WORK TO COMPLETE =
Print every line of the data word for word.
-- -- --
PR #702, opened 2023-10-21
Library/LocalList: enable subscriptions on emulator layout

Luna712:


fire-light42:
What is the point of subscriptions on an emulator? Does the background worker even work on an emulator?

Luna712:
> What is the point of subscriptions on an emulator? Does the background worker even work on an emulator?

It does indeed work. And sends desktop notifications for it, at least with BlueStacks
-- -- --
EXERCISE RESULT =
PR #702, opened 2023-10-21
Library/LocalList: enable subscriptions on emulator layout

Luna712:


fire-light42:
What is the point of subscriptions on an emulator? Does the background worker even work on an emulator?

Luna712:
> What is the point of subscriptions on an emulator? Does the background worker even work on an emulator?

It does indeed work. And sends desktop notifications for it, at least with BlueStacks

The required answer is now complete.